Anyhow and help would be fab on a ruff idea, - while i'm searching through shops to let, for a ruff idea on rent etc:whip:


----------



## exotic reptile housing (Jul 12, 2007)

cant help with the buisness side of things, but i will gladly fit your shop out with enclosures for your reptiles and fish tanks:2thumb::2thumb:


----------



## Meko (Apr 29, 2007)

stephenie191 said:


> Opening a pet shop would cost?
> 
> I'm JUST starting to look into it, but anyone whos got one or has looked into it properly?
> 
> ...


a small fortune.

you'd need to rent the premesis, pay the business rates, do the signworks and paperwork, get your insurance and pet shop license, get an accountant and then kit the shop out with the vivs and cages and tanks etc etc. Once you've done that you need the money to start buying stock which won't be cheap.
When the shop is all setup you'll need to have enough money in the bank to pay the staff, pay the bills and keep the stock rotation coming in until you start making a profit - which won't be for a long time.
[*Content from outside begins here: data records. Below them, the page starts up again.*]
PR #326, opened 2017-07-10
Add instructions for using the SSH functionality.

kierenevans:


ubuntu/16.04/README.md
```diff
@@ -188,6 +188,16 @@ alter any file in the codebase.
...
 
+### SSH Key
+
+The docker images support configuring an SSH key for the "build" user, which is the user that should be running installation tools.
+
+Assuming you have generated a passwordless SSH keypair on your machine (ideally this would be a keypair especially for use in the docker setup, rather than your own), you can do the following to provide the keypair to this docker image:
+
+* `BUILD_USER_SSH_PRIVATE_KEY` is the output of `base64 <PRIVATE_KEY_FILEPATH>`
+* `BUILD_USER_SSH_PUBLIC_KEY` is the output of `base64 <PUBLIC_KEY_FILEPATH>`
+* `BUILD_USER_SSH_KNOWN_HOSTS` is the output of `ssh-keyscan -H -t rsa,ecdsa <HOSTNAME_TO_CONNECT_TO> | base64`, where HOSTNAME_TO_CONNECT_TO is for example github.com or bitbucket.org or any other server.
```
SeerUK: It may also be worth putting a note about potentially needing to include the port with `-p`, if the SSH server you're connecting to is not using port 22.

andytson-inviqa: I don't think it's worth it going through ssh options for edge cases, there's other ways of finding it out

PR #329, opened 2017-07-23
Add the Symfony Flex base image

sroze:


sroze:
@kierenevans @andytson-inviqa WDYT ? Should we actually merge with the Symfony image, not creating a flex one?

symfony-flex/usr/local/share/symfony/symfony_flex_functions.sh
```diff
@@ -0,0 +1,42 @@
...
+    do_symfony_console doctrine:migrations:migrate
+  fi
+
+  HAS_DOCTRINE_ORM=$(has_package doctrine/orm)
+  if [ "$HAS_DOCTRINE_ORM" = "true" ]; then
+    do_symfony_console doctrine:schema:update --force
+  fi 
+}
+
+has_package() {
```
andytson-inviqa: this could be put in the php images for general use

continuouspipe-starter:
> as discussed, we think that there's no need for a separate flex image

@andytson-inviqa including the npx encore things? Should we put them in the Symfony base images?

sroze:
> as discussed, we think that there's no need for a separate flex image

@andytson-inviqa including the npx encore things? Should we put them in the Symfony base images?

sroze:
Oy oy oy! So.. what about this question? https://github.com/continuouspipe/dockerfiles/pull/329#issuecomment-330056736 :)

sroze:
Closed in favour of #457

PR #331, opened 2017-07-23
Add support for postgres assets database import

andytson-inviqa:


andytson-inviqa:
I'm not really sure about what to do with installing the postgres cli/php extension. Installing both the mysql and postgres tools in the same image is wasteful, yet having separate images is too messy

andytson-inviqa:
I suppose this is a good reason to separate the assets code from the PHP image

sroze:
> Installing both the mysql and postgres tools in the same image is wasteful

I wouldn't say so, it's not that bad, and very convenient for users :)

andytson-inviqa:
yep, convenient for users, but not for servers :) I'll make it install both (and that'll fix the docker lint checks)

andytson-inviqa:
I've tested and it works against the project I was using this for

PR #332, opened 2017-07-24
Add new functions for faster permissions setting

kierenevans:
* Add common methods to set permissions so we can extend it in the future to include setfacl if possible.
* Use find to speed up permissions setting by finding files and directories not owned by the right user/group or not the right permissions - this helps a lot when using volumes!

### DIFF
--- a/ubuntu/16.04/usr/local/share/bootstrap/common_functions.sh
+++ b/ubuntu/16.04/usr/local/share/bootstrap/common_functions.sh
@@ -235,3 +235,38 @@ function test_remote_ports() {
     timeout 1 bash -c "cat < /dev/null > /dev/tcp/${SERVICE_PARAMS[0]}/${SERVICE_PARAMS[1]}" 2>/dev/null || return 1
   done
 }
+
+function do_ownership() {
+  local OWNERSHIP_PATH=($1)
+  local USER="$2"
+  local GROUP="$3"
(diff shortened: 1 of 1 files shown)


sroze:
That's a very good idea! What's blocking this PR?

ubuntu/16.04/usr/local/share/bootstrap/common_functions.sh
```diff
@@ -235,3 +235,38 @@ function test_remote_ports() {
...
+
+function do_ownership() {
+  local OWNERSHIP_PATH=($1)
+  local USER="$2"
+  local GROUP="$3"
+  local ALLOW_GROUP_WRITE="${4:-true}"
+  if [ "$IS_CHOWN_FORBIDDEN" != 'true' ]; then
+    find "${OWNERSHIP_PATH[@]}" \( ! -user "${USER}" -or ! -group "${GROUP}" \) -exec chown "${USER}:${GROUP}" {} +
+  fi
+  do_read_write_permissions "${OWNERSHIP_PATH[@]}" "${ALLOW_GROUP_WRITE}"
```
kierenevans: This doesn't pass through the paths correctly to `do_read_write_permissions`, only the first one.

sroze:
@kierenevans do you think you'd have some time at some point to go forward with this issue? Waiting a long time at every container start on the `chown -R build:build /app/` command is quite a disruption on projects.

PR #333, opened 2017-07-25
Update README for PHP 7.1 usage

richdynamix:
Although the README has been updated to reflect the changes made, the shared images would still need to be created and uploaded. 

I am not 100% sure if this is the most optimal way of doing it but the built image is only 9MB larger than the PHP 7.0 version.

### DIFF
--- a/php-nginx/Dockerfile
+++ b/php-nginx/Dockerfile
@@ -4,12 +4,18 @@ MAINTAINER Kieren Evans <kieren.evans+cp-dockerfiles@inviqa.com>
 
 # Install PHP packages, including the Tideways extension
 ARG PHP_VERSION
-ENV PHP_VERSION=${PHP_VERSION:-7.0}
+ENV PHP_VERSION=${PHP_VERSION:-7.1}
 RUN echo 'deb http://s3-eu-west-1.amazonaws.com/qafoo-profiler/packages debian main' > /etc/apt/sources.list.d/tideways.list \
  && curl -sS https://s3-eu-west-1.amazonaws.com/qafoo-profiler/packages/EEB5E8F4.gpg | apt-key add - \
  && if [ "$PHP_VERSION" != "7.0" ]; then \
    echo 'deb http://ppa.launchpad.net/ondrej/php/ubuntu xenial main' > /etc/apt/sources.list.d/php-ppa.list; \
    apt-key adv --keyserver keyserver.ubuntu.com --recv-keys E5267A6C; \
+ fi \
+ && if [ "$PHP_VERSION" == "7.1" ]; then \
+    export LANG=C.UTF-8 \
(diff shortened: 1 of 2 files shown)


php-nginx/Dockerfile
```diff
@@ -4,13 +4,19 @@ MAINTAINER Kieren Evans <kieren.evans+cp-dockerfiles@inviqa.com>
 
 # Install PHP packages, including the Tideways extension
 ARG PHP_VERSION
-ENV PHP_VERSION=${PHP_VERSION:-7.0}
+ENV PHP_VERSION=${PHP_VERSION:-7.1}
```
andytson: no need for this, please revert as 7.0 is LTS, and this doesn't even get the default used anyway

php-nginx/Dockerfile
```diff
@@ -4,13 +4,19 @@ MAINTAINER Kieren Evans <kieren.evans+cp-dockerfiles@inviqa.com>
...
  && if [ "$PHP_VERSION" != "7.0" ]; then \
    echo 'deb http://ppa.launchpad.net/ondrej/php/ubuntu xenial main' > /etc/apt/sources.list.d/php-ppa.list; \
    apt-key adv --keyserver keyserver.ubuntu.com --recv-keys E5267A6C; \
  fi \
+ && if [ "$PHP_VERSION" == "7.1" ]; then \
+    export LANG=C.UTF-8 \
+    && apt-get update \
+    && apt-get install -y software-properties-common python-software-properties \
+    && add-apt-repository ppa:ondrej/php; \
+ fi \
```
andytson: no need for this, as the other ppa has php 7.1 as well

andytson:
there was already PHP 7.1 support

php-nginx/Dockerfile
richdynamix: I tried to set this with the other one but it was failing to find the packages. Possibly not setting it correctly

andytson: it's fine, it works and has an image built already https://github.com/continuouspipe/dockerfiles/blob/master/docker-compose.yml#L277-L284

richdynamix: Ah ignore my PR then 😝 Should I keep in place the README updates?

kierenevans:
Hey @richdynamix, thank you!
We forgot to update the docs when we started building 7.1, sorry!
If you use `quay.io/continuouspipe/php7.1-nginx:stable` it should have you covered already.
Thank you for updating the docs and nice to see a familiar username :)

richdynamix:
No problem at all. I should probably just make a note to check the `docker-compose.yml` first for any updates :) And I think you might hear from me more. I am working on getting the new company setup with CP. A lot of housekeeping to do first though :D

PR #336, opened 2017-07-31
Spryker: Two vhosts - one for zed and one for yves

kierenevans:
Here we create a copy of the "default" vhost, to allow us to inherit the goodness from the php-nginx parent image.
We then allow this new vhost to use slightly different variables to the default version.

`site_base.conf.tmpl` is customised from php-nginx to remove the "root" statement.

README.md to follow later as it appears to be missing currently(!)


andytson-inviqa:
if it wasn't for GCE volume issues I'd have just suggested separate containers for each. Production should ideally be able to scale each separately

kierenevans:
In the config I've got going, remote dev will be one container which handles both and for other environments there will be a separate set of containers for yves and zed.

andytson-inviqa:
@sroze I want to see if the single vhost way would work before merging this

sroze:
@andytson-inviqa sure; are you testing it?

spryker/nginx/usr/local/share/env/25-framework
```diff
@@ -0,0 +1,18 @@
+#!/bin/bash
+
+export WEB_INCLUDES=${WEB_INCLUDES:-default-* yves-*}
+export ZED_WEB_INCLUDES=${ZED_WEB_INCLUDES:-default-01-site_ssl default-05-custom_scheme_flags default-05-site_healthcheck default-06-site_redirect_to_https default-10-base default-20-rewriteapp default-30-phpfpm default-50-disable_further_php zed-*}
```
andytson-inviqa: why not `default-* zed-*`? that would be more stable

andytson-inviqa: i.e. move whatever isn't to yves

andytson-inviqa:
I'd like for a way to turn this off, as in a split up environment, you wouldn't want Zed to be routable from the Yves container and might have security implications

spryker/nginx/usr/local/share/env/25-framework
kierenevans: Just based on the previous discussion regarding choosing the imports. I can update to be `default-* zed-*`

andytson-inviqa:
Apache image appears to work correctly and APP_SERVICES removes undeclared ones correctly, so I think if somone can just review the last 3 commits we can merge this

PR #337, opened 2017-07-31
NGINX: Allow customising the server name and additional includes

kierenevans:
This allows for some pre-templating copying/sed in subsequent images without
having to duplicate all of the content, as used in #336


php-nginx/etc/confd/templates/nginx/site.conf.tmpl
```diff
@@ -21,6 +21,9 @@ server {
     set $access_log_enabled 1;
 
     include /etc/nginx/sites-available/default-*.conf;
+    {{ if ne "" (getenv "WEB_ADDITIONAL_INCLUDES_NAME") }}
+        include /etc/nginx/sites-available/{{ getenv "WEB_ADDITIONAL_INCLUDES_NAME" }}-*.conf;
+    {{ end }}
```
andytson-inviqa: why can't project's just use the existing `default-*`?

kierenevans: To be able to use default-* and another thing where the other thing varies when multiple vhosts are involved.

php-nginx/etc/confd/templates/nginx/site.conf.tmpl
```diff
@@ -1,5 +1,5 @@
 server {
-    server_name _;
+    server_name {{ getenv "WEB_SERVER_NAME" }};
```
andytson-inviqa: what does this functionality give in a single nginx server context? or is it for if adding multiple?

kierenevans: Only for when there are multiple vhosts.

php-nginx/etc/confd/templates/nginx/site.conf.tmpl
andytson-inviqa: I suppose the question is then what in the default-* isn't applicable to the other vhosts (given things like even ssl configuration is in there. Perhaps some thought as to which files from the base image should be always used (or overridable per server)

nginx/README.md
```diff
@@ -79,6 +80,8 @@ WEB_SSL_SESSION_CACHE | Sets the types and sizes of caches that store session pa
 WEB_SSL_SESSION_TIMEOUT | Specifies a time during which a client may reuse the session parameters. | time | 5m
 WEB_SSL_TRUSTED_CERTIFICATES | The trusted certificates to use for OSCP stapling verification and/or SSL client certificate authentication | absolute filename | 
 NGINX_LOG_FORMAT_NAME | Which log format to use for the access log. Two are currently available: combined (provided by NGINX) or combined_with_x_forwarded_for which logs the whole X-Forwarded-For header. | string | combined
+WEB_INCLUDES | A space separated list of files in /etc/nginx/sites-enabled/ to include. ".conf" will be appended automatically. Globs are accepted. | space separated list of partial file names | default-*
```
andytson-inviqa: I'm going to merge, but I would like to somehow show that this is rarely otherwise needed.

PR #338, opened 2017-08-03
Spryker latest demoshop improvements - hostname changes

kierenevans:
Building upon #336 and #337, a raft of changes were required to get the spryker image working with a newer demoshop version.


spryker/nginx/usr/local/share/container/baseimage-45.sh
```diff
@@ -7,12 +7,15 @@ do_build_permissions() {
...
 }
 
-alias_function do_composer do_spryker_composer_inner
-do_composer() {
-  do_spryker_composer_inner
-  do_spryker_app_permissions
-  do_build_assets
+alias_function do_build do_spryker_nginx_build_inner
+do_build() {
+  export DEVELOPMENT_MODE="${BUILD_DEVELOPMENT_MODE}"
```
andytson-inviqa: This would be replaced by the upstream image's RUN_BUILD

andytson-inviqa: actually, nope, just a DEVELOPMENT_MODE build arg, no need for a BUILD_ one

spryker/nginx/usr/local/share/env/25-framework
```diff
@@ -1,18 +1,46 @@
...
+
+export ELASTICSEARCH_HOST=${ELASTICSEARCH_HOST:-elasticsearch}
+export ELASTICSEARCH_HOST_PORT=${ELASTICSEARCH_HOST_PORT:-9200}
+export REDIS_HOST=${REDIS_HOST:-redis}
+export REDIS_HOST_PORT=${REDIS_HOST_PORT:-6379}
+export MAILCATCHER_HOST=${MAILCATCHER_HOST:-mailcatcher}
+export MAILCATCHER_HOST_PORT=${MAILCATCHER_HOST_PORT:-1080}
+
+export YVES_HOST=${YVES_HOST:-yves}
+export YVES_HOST_PROTOCOL=${YVES_HOST_PROTOCOL:-https://}
```
sroze: Can we remove `://` from here? Technically that's not really part of the protocol.

spryker/nginx/usr/local/share/env/25-framework
```diff
@@ -1,18 +1,46 @@
...
+export ZED_HOST=${ZED_HOST:-zed}
+export ZED_HOST_PROTOCOL=${ZED_HOST_PROTOCOL:-https://}
+
+export WEB_SERVER_NAME=${WEB_SERVER_NAME:-"yves $YVES_HOST"}
```
sroze: So by default it's called "yves yves" ?

spryker/nginx/usr/local/share/env/25-framework
andytson-inviqa: also can use php parseurl to split it up so the user doesn't have to define so many variables

spryker/nginx/usr/local/share/spryker/spryker_functions.sh
```diff
@@ -60,33 +66,40 @@ do_generate_files() {
...
+    SPRYKER_INSTALLED=$?
+  set -e
+
+  if [ "$SPRYKER_INSTALLED" -ne 1 ]; then
+    as_code_owner "vendor/bin/console setup:install"
+    do_import_demodata
+    do_propel_install
+    do_product_label_relations_update
+    do_run_collectors
+    do_setup_search
```
hgajjar: do_setup_search should be executed before run_collectors

spryker/nginx/usr/local/share/spryker/spryker_functions.sh
```diff
@@ -60,33 +66,40 @@ do_generate_files() {
...
+  # check if spryker is installed
+  set +e
+    psql -U "$DATABASE_USER" -h "$DATABASE_HOST" -c "SELECT EXISTS (SELECT * FROM   information_schema.tables WHERE table_catalog = '$DATABASE_NAME' AND table_name = 'spy_locale');" | grep -q f
+    SPRYKER_INSTALLED=$?
+  set -e
+
+  if [ "$SPRYKER_INSTALLED" -ne 1 ]; then
+    as_code_owner "vendor/bin/console setup:install"
+    do_import_demodata
+    do_propel_install
```
hgajjar: I think propel install is not required here, and even if its required then it should come before demodata install

spryker/nginx/usr/local/share/spryker/spryker_functions.sh
```diff
@@ -60,33 +66,40 @@ do_generate_files() {
...
+    do_run_collectors
+    do_setup_search
+  fi
+}
+
+do_spryker_migrate() {
+  do_propel_install
+
+  if [ "$APPLICATION_ENV" != "production" ]; then
+    do_run_collectors
```
hgajjar: this is only required if we don't run crons by default for non-production envs, as the collectors are already being run by cron, Also if cron is already running collectors then this will conflict with that

spryker/nginx/usr/local/share/spryker/spryker_functions.sh
```diff
@@ -95,10 +108,37 @@ do_run_collectors() {
   as_code_owner "vendor/bin/console collector:storage:export"
 }
 
+do_propel_install() {
+  as_code_owner "vendor/bin/console propel:install"
```
hgajjar: add "-o" flag to this

spryker/nginx/usr/local/share/spryker/spryker_functions.sh
```diff
@@ -95,10 +108,37 @@ do_run_collectors() {
...
+do_product_label_relations_update() {
+  as_code_owner "vendor/bin/console product-label:relations:update"
 }
 
 do_setup_search() {
   as_code_owner "vendor/bin/console setup:search"
 }
+
+do_run_tests() {
+  as_code_owner "vendor/bin/codecept run --skip Acceptance"
```
hgajjar: may be this shouldn't skip acceptance test in default image

spryker/nginx/etc/confd/templates/nginx/site_internal_requests.conf.tmpl
```diff
@@ -0,0 +1,3 @@
+if ($http_x_internal_request ~ 1) {
```
andytson-inviqa: how do we ensure this isn't set by anything external?

spryker/usr/local/share/spryker/spryker_functions.sh
```diff
@@ -101,10 +114,37 @@ do_run_collectors() {
...
+do_spryker_hosts() {
+    set +e
+    grep -q zed /etc/hosts
+    HOSTS_UPDATED=$?
+    set -e
+    if [ "$HOSTS_UPDATED" != "0" ]; then
+        # zed is required for internal endpoint and others are required for Acceptance tests to not loop over internet in order to resolve those endpoints
+        echo "127.0.0.1 zed $ZED_HOST $YVES_HOST" >> /etc/hosts
+    fi
+}
```
andytson-inviqa: this may need some adjustment based on APP_SERVICES

spryker/nginx/usr/local/share/env/25-framework
andytson-inviqa: I've found this is how spryker expects it's config input. Doesn't mean we can't simplify it though

spryker/nginx/usr/local/share/env/25-framework
andytson-inviqa: yes, not really an issue though

spryker/nginx/usr/local/share/spryker/spryker_functions.sh
andytson-inviqa: yep, I didn't need to run it, so I'll remove it

andytson-inviqa: I expect setup:install does it

spryker/usr/local/share/spryker/spryker_functions.sh
```diff
@@ -38,73 +46,126 @@ do_spryker_app_permissions() {
...
+    do_spryker_product_label_relations_update
+    do_spryker_run_collectors
+    do_spryker_setup_search
+  fi
+}
+
+do_spryker_migrate() {
+  do_spryker_propel_install
+
+  if [ "$APPLICATION_ENV" != "production" ]; then
```
andytson-inviqa: A danger here in that if production is only used in production then this process is only ever skipped in production and never tested skipped before production

spryker/usr/local/share/env/30-framework
```diff
@@ -31,9 +31,15 @@ export YVES_HOST_PROTOCOL=${YVES_HOST_PROTOCOL:-https://}
 export ZED_HOST=${ZED_HOST:-zed}
 export ZED_HOST_PROTOCOL=${ZED_HOST_PROTOCOL:-https://}
 
+export YVES_WEB_SERVER_NAME=${YVES_WEB_SERVER_NAME:-"yves $YVES_HOST"}
+export ZED_WEB_SERVER_NAME=${ZED_WEB_SERVER_NAME:-"zed $ZED_HOST"}
```
kierenevans: Previously with the vhost split, there was nothing listening to all domain names I think.

andytson-inviqa: I'm not sure what you mean. If YVES_HOST points at 127.0.0.1 and is used in the server name, it would be the same as `yves` pointing to 127.0.0.1 and used in the server name

andytson-inviqa: so, wouldn't it be possible just to use $YVES_HOST instead of `yves` for all configurations?

sroze:
That seams very reasonable. As you guys worked together on the last commits, I guess you agree with each other. Should we merge?

spryker/usr/local/share/spryker/spryker_functions.sh
```diff
@@ -157,6 +157,17 @@ do_spryker_run_tests() {
...
 }
 
+do_spryker_hosts() {
+    set +e
+    grep -q zed /etc/hosts
+    HOSTS_UPDATED=$?
+    set -e
+    if [ "$HOSTS_UPDATED" != "0" ]; then
+        # zed is required for internal endpoint and others are required for Acceptance tests to not loop over internet in order to resolve those endpoints
+        echo "127.0.0.1 zed $ZED_HOST $YVES_HOST" >> /etc/hosts
```
sroze: This should not be mandatory. Some platforms refuse to write in this file.

andytson-inviqa: so instead we could just use the k8s dns for CP and use docker-compose extra_hosts/link aliases

andytson-inviqa: hmm, actually, can't do the k8s dns way for when on the same host, as it's set for the multiple vhosts, and k8s dns is one dns address per service I guess

sroze:
Should we close this PR?

spryker/nginx/etc/confd/templates/nginx/site_internal_requests.conf.tmpl
kierenevans: Seems that setting `$config[ZedRequestConfig::IGNORE_SSL_CERT_SELF_SIGNING] = true;` allows us to talk to https.

PR #178, opened 2019-09-14
Changed prompt casing to be consistent

kurczynski:


dmcollom:
I believe this was intentional by @cmccully, because N is the default and the casing is meant to denote that. Curtis, can you confirm?

cmccully:
The default is supposed to be caps.

Fingel:
This is a common practice for cli interfaces and is intentional.

PR #182, opened 2019-09-17
Feature/airmass sidereal

jfrostburke:
Changes sidereal airmass plotting to use astroplan instead of pyephem. In addition to adding code, significantly reorganizes `tom_observations/utils.py` to make non/sidereal distinction clearer.

Tested on local copy and functioning for sidereal and non-sidereal targets.

If y'all have comments on style (or if I messed up docstring formatting or something) please let me know, any feedback is appreciated.


Fingel:
This PR would be a lot clearer if it removed the dependency on pyephem completely. As of now it looks like it adds a dependency on astroplan, replaces some functionality, but the toolkit still requires pyephem for quite a few functions. `tom_observations/utils.py` is the main culprit here.
Any way we can have a single dependency on astroplan?

dmcollom:
Yet again, pyephem was only used in an attempt to support both sidereal and non-sidereal. Astroplan does not do both, and presumably won't for quite a while. I think I would support a larger refactor that puts visibility calculations into a templatetag in a separate repo or something. Or just non-sidereal visibility. Or we remove non-sidereal visibility altogether and let the 5% of the community that cares figure it out.

Ultimately I'm just a little sick of getting hassled about PyEphem, and want it out as quickly as possible so I never have to hear about it again.

Fingel:
Re: Pyephem. I feel your pain. Would it be feasible to pull out the stuff you used pyephem for and have it be a optional plugin for non-sidereal support? And then let the base project use astroplan?

jfrostburke:
Having a non-sidereal plugin seems reasonable to me (speaking as an extragalactic astronomer). I don't know what the plumbing for that would look like though -- obviously it's easy enough to get rid of the pyephem/non-sidereal code here and throw an exception if you try to plot the airmass for non-sidereal targets, but I don't know how to implement it correctly if the user does have the plugin. 

It does seem insane to me that there's not a better way to plot airmass/get ephemerides of non-sidereal objects. It looks like JPL Horizons has an [astroquery module](https://astroquery.readthedocs.io/en/latest/jplhorizons/jplhorizons.html) to get ephemerides, but it looks like it only works if the object is already in JPL Horizons. We should talk to a space rocks person to see what the right thing to do is.

dmcollom:
Yes, 100% in favor of some kind of `tom_extras`.

I think we could simply not show the visibility for non-sidereal targets by default. The plot only shows up on the `target_detail` template, and we have the target_type, so it'd be a simple change there. Have the plotting templatetag take a target_type and route it to the correct visibility calculation--in this case, the only one we have.

This could also probably be condensed into a single method, given that most of the complexity was previously centered around determining target type.

jfrostburke:
Just an update that I removed non-sidereal plotting and adding error checking to make sure it can't happen in tom_base: `target_plan` is removed by default in `target_detail.html` for nonsidereal targets, if they put the form in manually I invalidate it if `target.type != 'SIDEREAL'`, if they run it programmatically it logs an angry red comment telling them not to do this and returns a blank visibility dic.

I also made a separate repo for nonsidereal airmass plotting (currently at https://github.com/jfrostburke/tom_nonsidereal_airmass) that uses the old pyephem code. I still have some work to do (need to remove pyephem from the tests, put my nonsidereal repo on pypi, stylecheck this PR to appease the git gods), but am aiming to finish this Monday so it can be in 1.0.

jfrostburke:
Pyephem dependency removed after I updated the tests with help from David, merged with dev after the targetnames update, and also updated installation instructions in the nonsidereal repo to be accurate.

tom_observations/tests/tests.py
```diff
@@ -101,74 +102,52 @@ def test_update_individual_target_observations_for_facility(self):
...
-
-    def test_get_rise_set_invalid_params(self):
+        self.start = datetime(2018, 10, 9, 13, 56, 16)
+        self.interval = 10
+        self.airmass_limit = 10
+
+    def test_get_astroplan_sun_and_time(self):
+        end = self.start + timedelta(days=2)
+        sun, time_range = get_astroplan_sun_and_time(self.start, end, self.interval)
+        self.assertIsInstance(sun, SkyCoord)
```
dmcollom: I think these tests should also confirm that the sun time ranges are as expected.

tom_observations/utils.py
```diff
@@ -1,125 +1,25 @@
...
-
-    :param rise_sets: array of tuples representing set of rise/sets to search
-    :type rise_sets: array
-
-    :param time: time value used to find the next rise, in UNIX time
-    :type time: float
-
-    :returns: Soonest upcoming rise/set with respect to the given time
-    :rtype: tuple
+def get_visibility(target, start_time, end_time, interval, airmass_limit):
```
dmcollom: Wasn't this called get_sidereal_visibility at one point? If not, it probably should be.

dmcollom:
Looks good aside from the two little changes. I also went ahead and remove pyephem from the setup.

Is there a corresponding repo for the non-sidereal pyephem garbage I wrote, or do you want me to work on that?

tom_observations/tests/tests.py
jfrostburke: Updated in most recent push. The `time_range`s were too long to hardcode in their values nicely to check against, so I checked their length and then every nth value (every 20th value for the shorter one, every 50th value for the longer one).

tom_observations/utils.py
jfrostburke: Updated in most recent push throughout the code (tests and demo TOM website run).

jfrostburke:
Whoops thanks for catching that, I thought I did that when I added the `astroplan` dependency but I guess not. Both of your comments have been addressed.

The nonsidereal plotting now lives at https://github.com/jfrostburke/tom_nonsidereal_airmass.

tom_observations/tests/tests.py
dmcollom: So unless I'm mistaken on what you're trying to do, there's an `assertAlmostEqual` that takes a number of significant figures to equate, that might do a little better for your case. Props for being clever though.

dmcollom:
Awesome, thanks for doing that! Just a couple more things:

* Should that repo be under the TOMToolkit umbrella? I personally would think so.
* Is it published to PyPi?
* And the larger question, do we want that do be a more all-compassing repo that has a bunch of extras in the future, or should it solely contain non-sidereal visibility?

jfrostburke:
I agree it should be under the TOMToolkit umbrella. I was about to say "I'm not in the organization" but Austin just invited me. It's not currently on PyPI, although my initial setup mostly copied from `tom-antares` so it could be on PyPI without too much effort (I think, I've never published a package before).

I definitely support a `tom_extras` repo or something that collects all the add-ons, since we've already got a Gemini plugin, a Liverpool Telescope plugin, the Antares plugin, and now this.

jfrostburke:
Okay, made the nonsidereal airmass repo under the TOMToolkit organization (https://github.com/TOMToolkit/tom_nonsidereal_airmass) and added it to PyPI.

dmcollom:
Awesome, great work. This looks fine to me to merge.

PR #183, opened 2019-09-18
Fix typos

irasnyd:
I am working with Edward Gomez to get his TOM Toolkit project running on Kubernetes. While reading the documentation, I found tons of typoes. Here are fixes for all of the ones I spotted.

### DIFF
--- a/docs/advanced/backgroundtasks.md
+++ b/docs/advanced/backgroundtasks.md
@@ -7,12 +7,12 @@ you click a button or link in the TOM your browser constructs a web request, whi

i've no actual idea on total cost but i'm reckoning that you'd need about 75k to 100k before you can start looking or you'll go under pretty fast.


oh yeah... and you're far too young. 
For the amount of time and effort you'll have to put into making it a success for very little reward to start with, you'll get pissed off that you have no life and you're working your life away with nothing to show for it.


----------



## 15060 (Feb 17, 2008)

It wud cost a small fortune........if ur young enough, why not start breeding at home? Its a way to make more money, give u a better insight into the reptile world and any profits can be put to one side to pave the way to ur shop venture.......??


----------



## lefty (Jun 2, 2008)

i havnt got a clue about the costs but imo the only reptile shops that seem to do any good are the ones that cater for the high end morphs. if your going to be a petshop id leave the reptiles alone imo


----------



## Zak (Jan 7, 2008)

lefty said:


> i havnt got a clue about the costs but imo the only reptile shops that seem to do any good are the ones that cater for the high end morphs. if your going to be a petshop id leave the reptiles alone imo


I disagree, theres always going to be a market for shops that sell the basics. The bearded dragons, leopard geckos, corns etc. People new too the hobby arent going to know about classifieds and what to buy so will use such shops. However the profits on such items are not great and therefore the business has to be to pretty tight margins.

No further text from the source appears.